1.-In the PLSR part, I was changing the number of features instead of the number of PCs in each iteration. Nonsense.

2.-My Cross-Validation process in all of them was wrong. I was implicitly using the values to test when creating the Cross-Validation model, as @amoeba remarked.

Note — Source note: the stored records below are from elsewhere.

PR #3548, opened 2021-12-12
Ensure ThreadPool is closed in setup_helpers

bobbyi:
The ParallelCompile setup helper using a ThreadPool to enable its parallelism. It does not properly close the pool when it is done with it.

This can lead to a `Exception ignored in: <function Pool.__del__...` message with traceback being printed at shutdown.

### DIFF
--- a/pybind11/setup_helpers.py
+++ b/pybind11/setup_helpers.py
@@ -466,8 +466,12 @@ class ParallelCompile(object):
                     threads = 1
 
             if threads > 1:
-                for _ in ThreadPool(threads).imap_unordered(_single_compile, objects):
-                    pass
+                pool = ThreadPool(threads)
+                try:
+                    for _ in pool.imap_unordered(_single_compile, objects):
+                        pass
+                finally:
+                    pool.terminate()
             else:
                 for ob in objects:
                     _single_compile(ob)
--- a/pybind11/setup_helpers.py
+++ b/pybind11/setup_helpers.py
@@ -467,6 +467,8 @@ class ParallelCompile(object):
 
             if threads > 1:
                 pool = ThreadPool(threads)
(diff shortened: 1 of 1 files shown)


henryiii (approved):

bobbyi:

The PCR code is now like this:

  for ik=1:length(PCAVar) %add PCs one by one

PCALoadings=PCALoadings_all(:,1:ik);
PCAScores= PCAScores_all(:,1:ik);

%Function 'regress' needs a constant column so add it
PCAScores = [PCAScores, ones(length(PCAScores(:,1)),1)];
[betaPCR,~,~,~,statsPCR]  = regress(labels-mean(labels), PCAScores); %Create regression model


betaPCR=betaPCR(1:end-1,:); %remove constant effect


size_PCR= find(betaPCR~=0, 1, 'last'); %find 0-value coefficients

%To make the PCR results easier to interpret in terms of the original
%spectral data, transform to regression coefficients for the original, uncentered variables.
betaPCR = PCALoadings*betaPCR;

%Create model
betaPCR_fit = [mean(labels) - mean(norm_feature_matrix)*betaPCR; betaPCR];
yfitPCR = [ones(d1,1) norm_feature_matrix]*betaPCR_fit; %compute fitted labels
RMSE_fit_PCR(ik) = sqrt(mean((yfitPCR - labels).^2)); %Compute RMSE for regression fit 
end

%Cross-validate
predictMat=[];
error_pcnum=[];
for test_idx=1:length(labels)

testix = test_idx; %One value to test
trainix = setdiff(1:length(labels),testix); %All the other values to train

%Feature matrix and labels to train
X=norm_feature_matrix(trainix,:);
y=labels(trainix);

%Feature matrix and labels to test
X_test=norm_feature_matrix(testix,:);
y_test=labels(testix);

[ PCALoadings_all,PCAScores_all,PCAVar,~] = compute_PCs( X );
predictrow_pcnum=[];
predictMat_pcnum=[];
for pcnum = 1:length(PCAVar)
    PCALoadings=PCALoadings_all(:,1:pcnum);
    PCAScores= PCAScores_all(:,1:pcnum);
    [betaPCR,~,~,~,~]  = regress(y-mean(y), PCAScores); %Create regression model
    betaPCR = PCALoadings*betaPCR;

    %compute beta with training data
    betaPCR_CV = [mean(y) - mean(X)*betaPCR; betaPCR];
    %prediction with test data
    yCV_PCR = [1 X_test]*betaPCR_CV;

    predictrow_pcnum = [y_test, yCV_PCR]; % actual vs predicted
    predictMat_pcnum = [predictMat_pcnum; predictrow_pcnum];
end
error_pcnum =[error_pcnum, (predictMat_pcnum(:,1) - predictMat_pcnum(:,2))];
predictMat = [predictMat; predictMat_pcnum'];
end
error_mean_bypcs=mean(error_pcnum.^2,2);
RMSE_prediction_PCR = sqrt(error_mean_bypcs); %Compute RMSE for prediction
[~,min_RMSE_nfeat]=min(RMSE_prediction_PCR); %find the minimum RMSE

%RMSE_prediction_PCR(ik) = sqrt(mean((predictMat(:,1) - predictMat(:,2)).^2)); %Compute RMSE for prediction
%plot regressions

predictMat=predictMat(:,min_RMSE_nfeat);
predictMat = reshape(predictMat,[2,length(predictMat)/2])';
with_vs_without_CV(labels, yfitPCR, predictMat, 3, sup_id);
legend(strcat(num2str(min_RMSE_nfeat) ,' PCs used in the PCR model'),'Location','southeast')

Thank you to everyone for your collaboration!